US-based Uighur rights activist Rushan Abbas rose to prominence in 2019 when his sister disappeared in Xinjiang province. From then on, he doubled his efforts and a new one was created Campaign for Uighurs gathered the efforts of thousands of people to mention the plight of the Uighurs in China, while trying to find out about his sister’s whereabouts.
Its history, as well as the oppression of its ethnic minorities, is depicted in Looking for my brother, a documentary film directed by Jawad Mir, a Pakistani-born filmmaker based in Canada. This Monday, at 3.30pm, the two will be in Lisbon, at the Catholic University’s Faculty of Human Sciences, for a film screening and available to answer questions from the public, as leader of the Uygur World Congress Abdulhakim Idris.
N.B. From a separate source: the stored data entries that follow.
PR #1570, opened 2026-02-18
Add example: market power model

Irieo:
Adds example with theoretical background and PyPSA implementation of Cournot-Nash oligopoly equilibrium using the "fictitious objective" approach. The method stems from 1990s operations research literature (see [Slade 1994 seminal paper](https://www.jstor.org/stable/2950588)) and was explored in the energy context by [Hobbs 2001](https://hobbsgroup.johnshopkins.edu/docs/papers/IEEE_Hobbs_2001_LCP00918286.pdf), but perhaps remains under-appreciated in modern energy system modeling. It bypasses formulating KKT conditions with complementarity constraints, instead modeling strategic behavior (imperfect competition) by appending a quadratic markup term to PyPSA's cost-minimization objective.

## Checklist


docs/examples/imperfect-competition.ipynb
```diff
@@ -0,0 +1,665 @@
...
+   "id": "01ca0016",
+   "metadata": {},
+   "source": [
+    "# Imperfect Competition in Energy Markets with PyPSA\n",
+    "\n",
+    "This example demonstrates how to model oligopolistic behaviour in energy markets using PyPSA. The notebook provides some theoretical background and a quick neat PyPSA implementation.\n",
+    "\n",
+    "Spoiler: we implemented Cournot-Nash equilibrium without KKT conditions, complementarity solvers, big-M constraints, or any structural changes to cost-minimization problem instance created by PyPSA. Instead, we use a trick known as the \"fictitious objective\" in the economics/OR literature, perhaps underappreciated in energy system modelling stream.\n",
+    "\n",
+    "*IR, Feb 2026*"
```
lkstrp:
```suggestion
```

We don't have those contributions anywhere else so I would remove it. We can list authors based on git automatically below, wanted to do that anyway at some point

lkstrp (approved):
My imperfect brain thinks it's beautiful

docs/examples/imperfect-competition.ipynb
Irieo: Sure

fneum (approved):
If you shorten the name of the example to "Imperfect Competition" it's perfect.

FabianHofmann:
@Irieo this is such a wonderful notebook and explanation! I learned a lot and after all this math I need a coffee :D

Here are some notes, that you might want to consider. but no blocker at all. feel free the merge from my side:

- add abbreviations for LCP and KKT
- make clear that `P(Q)` in section "Setup" is a price. When I read first it felt to me it is a demand "Inverse demand is linear:"; I guess for pedagogical reasons for people like me it could benefit from something like "Assuming a  market price in terms of an inverse demand, where the price drops with increased supply:" (if that is correct). 
- you are saying "The nodal price (shadow price of the bus power balance constraint) clears the market:" but the formula does not include any nodal reference. is that rather the cupper-plated market price or should we think of this as the "market inside a bus"
- there is two cournot markups (one linear, the other quadratic). that's fine I guess?
- we could probably for the sake of ease just add the cournot markup to `marginal_cost_quadratic` - that would lead to the same outcome or? 
- I am still struggling to understand that concept of inverse demand `P(Q) = a - b Q` . does that mean we are talking about a special case of market where the price per MWh decreases with supply?  where do they appear in the real world. perhaps short term wholesale market? 
 
 EDIT: confusion about inverse demand was cleared up offline :)

FabianHofmann (approved):
and if you want to touch the notebook again, you can remove the second `import pypsa` and perhaps move the pandas import up, to have them all in one place

Irieo:
> @Irieo this is such a wonderful notebook and explanation! I learned a lot and after all this math I need a coffee :D
> * we could probably for the sake of ease just add the cournot markup to `marginal_cost_quadratic` - that would lead to the same outcome or?

Thanks @FabianHofmann!

- wrt abbreviations and hints for the reader -- I address via a small patch
- wrt the highlighted comment -- yes! Here's the proof: https://iriepin.com/uploads/pypsa_cournot_two_ways.py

Abbas’s role was crucial in making America aware of Beijing’s policies towards its people, which some classify as genocide, and which involve the creation of concentration camps (the regime calls them re-education camps), where the Uighurs suffer. all kinds of abuse.
Rushan Abbas was heard more than once in the US Congress, which passed the Forced Labor Prevention Act, which prohibits imports of products from the Chinese territory.
The UN High Commissioner for Human Rights Michelle Bachelet resigned from her post earlier this month with the publication of a report condemning China for “serious human rights abuses in the context of implementing the government’s counterterrorism and anti-terrorism strategy.” other Muslim religious minorities and said he had been under “tremendous pressure” not to release the report.